Philosophy and Religion / Yoga Vāsistha / Yoga-Vāsistha (6.1): Nirvāna-Prakarana |
Válmiki
Yoga-Vāsistha, Book 6: Nirvāna-Prakarana (On ultimate extinction). Chapter 26 - Relation of the Cause of Longevity
Bhuśunda continued- This is the tranquility of the mind, which I have attained by degrees, by means of my meditation of the nature and course of the vital breath in myself.
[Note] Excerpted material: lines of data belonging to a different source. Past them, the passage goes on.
PR #9, opened 2025-10-14
GUM-140: now supporting the assetId parameter in GET /albums

taggartgorman:
OK, final PR - I swear!

The assetId parameter in GET /albums is used by Immich on the asset detail page to display the albums that contain the asset.

### DIFF
--- a/README.md
+++ b/README.md
@@ -180,12 +180,24 @@ This is useful for:
 
 ### Immich API Integration
 
+Defining endpoint parameters:
+
+- Use `Annotated` to specify attributes, such as `Query()`, `Path()`, `Body()` functions, or numeric or string validations, but do not use `Default` - the default value should be specified as part of the Python declaration.
+- If a parameter is not required, use `| SkipJsonSchema[None]` after defining the type to allow Pydantic to accept the `None` type, but prevent `None` from being exposed in the OpenAPI schema. 
+- If the exposed parameter name needs to be camelCase, use `alias="camelCase"` within the function and then use an appropriate snake_case name for the parameter in the function signature.
+
+Example:
+```python
+asset_id: Annotated[UUID | SkipJsonSchema[None], Query(alias="assetId")] = None,
+```
+
 When implementing new endpoints:
 
 1. **Generate models**: Use `generate_immich_models.py` to create up-to-date Pydantic models
 2. **Import models**: Use generated models from `routers.immich_models` for type safety
-3. **Validate compatibility**: Run `validate_api_compatibility.py` to ensure correct implementation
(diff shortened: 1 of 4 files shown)


taggartgorman:
@ternarybits The issue Charlie flagged with `asset_id` being typed as `UUID` but then having a default of `None` is similar to issues I encountered when I first worked on the adapter: Pyright and the OpenAPI validation tool do not agree at times.

If we change the code to
`asset_id: UUID | None = Query(default=None, alias="assetId"),`
then Pyright is happy, but the validation tool will flag the the endpoint with a warning of "Parameter 'assetId' schema differs".

The only way I could keep both tools happy is how the code is - no optional type, and `# type: ignore` in the tests. I felt that preventing the validator warning was more important than making Pyright happy as both the tests and live code work, but I'd like your input.

ternarybits:
Okay, let me see if I understand what's going on here.  `get_all_albums` is an endpoint that takes an optional `asset_id` and an optional `shared`.  It corresponds to this endpoint in the Immich API documentation: https://api.immich.app/endpoints/albums/getAllAlbums

In the Immich OpenAPI specification, this is how it's defined:

```
    "/albums": {
      "get": {
        "operationId": "getAllAlbums",
        "parameters": [
          {
            "name": "assetId",
            "required": false,
            "in": "query",
            "description": "Only returns albums that contain the asset\nIgnores the shared parameter\nundefined: get all albums",
            "schema": {
              "format": "uuid",
              "type": "string"
            }
          },
          {
            "name": "shared",
            "required": false,
            "in": "query",
            "schema": {
              "type": "boolean"
            }
          }
        ],
```

Based on that, it sounds like our own endpoint should have `asset_id` defined as 
```
asset_id: UUID | None = Query(default=None, alias="assetId"),
```

What's the difference that the validation tool flags?

ternarybits:
Also, I just looked at the Immich API, and it looks like all of the API parameters are supposed to be camelCased.  In this PR, you changed one to be snake_cased.  We should probably put something in AGENTS.md about this, because it's easy to mess up.

taggartgorman:
@ternarybits 

> Also, I just looked at the Immich API, and it looks like all of the API parameters are supposed to be camelCased. In this PR, you changed one to be snake_cased. We should probably put something in AGENTS.md about this, because it's easy to mess up.

`asset_id: Annotated[UUID | SkipJsonSchema[None], Query(alias="assetId")] = None,`

The alias attribute is what the openAPI generator uses, so this allows us to use snake_case for our internal code and camelCase for the external API.

ternarybits (approved):

PR #13, opened 2025-10-27
GUM-152: Change adapter to use dependency injection for gumnut client

taggartgorman:


routers/utils/gumnut_client.py
```diff
@@ -1,25 +1,188 @@
...
+
+    Returns:
+        Gumnut: Configured Gumnut client instance with user's JWT
     """
     settings = get_settings()
-    api_key = settings.gumnut_api_key
 
-    if not api_key:
-        raise HTTPException(status_code=500, detail="GUMNUT_API_KEY not configured")
+    return Gumnut(
```
ternarybits: Am I missing something?  I don't see `http_client` as an argument to the Gumnut constructor...

ternarybits (approved):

I sit quiet at all times, with view fixed at the movement of my breath; and never stir a moment from my meditative mood, though the (mount) Meru may shake under me. 1
Whether I am awake or asleep, or move about or remain unmoved in my seat, I am never at a loss of this meditation even in dream, nor does it slide a moment from my steadfast mind. 2
I am always calm and quiet and ever-steady and sedate, in this ever varying and unsteady world; I remain always with my face turned inward in myself, and fixed firmly in the object I have at heart. 3
The breeze may cease to blow, and the waters may stop to flow; but nothing can prevent my breathing and meditation of them, nor do I remember ever to live without them. 4
By attending to the course of my inhaling and exhaling breaths of life, I have come to the sight of the soul 5, and have thereby become freed from sorrow by seeing the prime soul of all souls. 6
The earth has been sinking and rising repeatedly, since the great deluge, and I have been witnessing the submersion and emersion of things, and the perdition and reproduction of beings, without any change of the sedateness of my soul and mind.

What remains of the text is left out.